HomeNalar PolitikMenakar Peran Internasional JK vs Ma'ruf

Menakar Peran Internasional JK vs Ma’ruf

Setelah tidak menjabat lagi sebagai Wakil Presiden (wapres), Jusuf Kalla (JK) dikabarkan akan menjadi utusan khusus Indonesia untuk menangani konflik Palestina hingga Afghanistan. Kabar ini bisa jadi kembali menguatkan sinyal bahwa dalam periode pemerintahannya yang kedua Jokowi ingin JK tetap berada di lingkaran istana. 


PinterPolitik.com 

Rencana dijadikannya JK sebagai utusan khusus diutarakan oleh Menko Kemaritiman Luhut Binsar Pandjaitan setelah sidang kabinet paripurna terakhir diselenggarakan di Istana Negara. 

Indonesia memang sudah lama terlibat dalam konflik Palestina.

Setidaknya, sejak tahun 1955 Indonesia sudah mengakui kedaulatan Palestina dengan mengundangnya dalam Konferensi Asia-Afrika. Pada tahun 1988, Indonesia juga menjadi negara pertama yang mengakui kemerdekaan Palestina.

Sementara untuk Afghanistan, keterlibatan Indonesia baru dimulai tahun lalu ketika Jokowi berkunjung ke Afghanistan. Dalam pertemuan tersebut, Presiden Afghanistan Ashraf Gani dikabarkan secara resmi meminta Indonesia terlibat sebagai mediator dalam konflik negaranya.

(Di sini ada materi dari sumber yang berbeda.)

Issue #1528, opened 2022-06-06
Long object titles break list view layouts


david-venhoff:
### Describe the Bug

When choosing a very long title for some kind of object, the corresponding list view layouts can break:
![grafik](https://user-images.githubusercontent.com/78504586/172213560-681b3c89-71ba-4589-b333-22d6fe5d9db2.png)

This seems to affect: events, pois, news, users, languages, regions

### Expected Behavior

No horizontal scrollbar appears

### Actual Behavior

The table gets wider than the screen width

PR #1554, opened 2022-06-15
Fix list view layout for long titles

membralala:
### Short description

This PR should fix some misalignments in the list view for long titles / small screens.

### Proposed changes

- Enable horizontal scrolling for the ```table-listing```  css class
- Truncate titles to 35 chars 

### Resolved issues

Fixes: #1528

### DIFF
--- a/CHANGELOG.md
+++ b/CHANGELOG.md
@@ -1,6 +1,8 @@
 UNRELEASED
 ----------
 
+* [ [#1528](https://github.com/digitalfabrik/integreat-cms/issues/1528) ] Fix list view layouts for long titles
+
 
 2022.6.3
 --------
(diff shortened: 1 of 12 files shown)


timoludwig (approved):

The only disadvantage I see is that on most larger screens there is quite a bit of unused screen real estate... The truncation to a fixed character limit is not really suitable for responsive design, so in the long term, I would prefer doing the truncation in css similar to how it's done in the [feedback list](https://github.com/digitalfabrik/integreat-cms/blob/c7411b5b6cc9be8da7f4622e47b9298b08f62d4b/integreat_cms/cms/templates/feedback/region_feedback_list.html#L60).

But since this is a reasonable improvement over the current solution, let's merge it! :rocket:

membralala:
Thanks for your feedback! Should I open a follow-up issue for the enhancement of this solution?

Yang kemudian menjadi pertanyaan adalah kenapa Jokowi membutuhkan JK untuk menangani konflik di negara lain? 

Bukannya Jokowi sudah memiliki Wapres baru yaitu Ma’ruf Amin yang bisa jadi lebih cocok untuk berhubungan dengan Palestina dan Afganistan mengingat Ma’ruf memiliki latar belakang Islam yang kuat?

JK Sang Mediator Ulung

Rencana penunjukkan JK sebagai utusan khusus Palestina dan Afghanistan cukup masuk akal mengingat pria kelahiran Sulawesi Selatan tersebut sudah memiliki banyak pengalaman resolusi konflik di dunia internasional.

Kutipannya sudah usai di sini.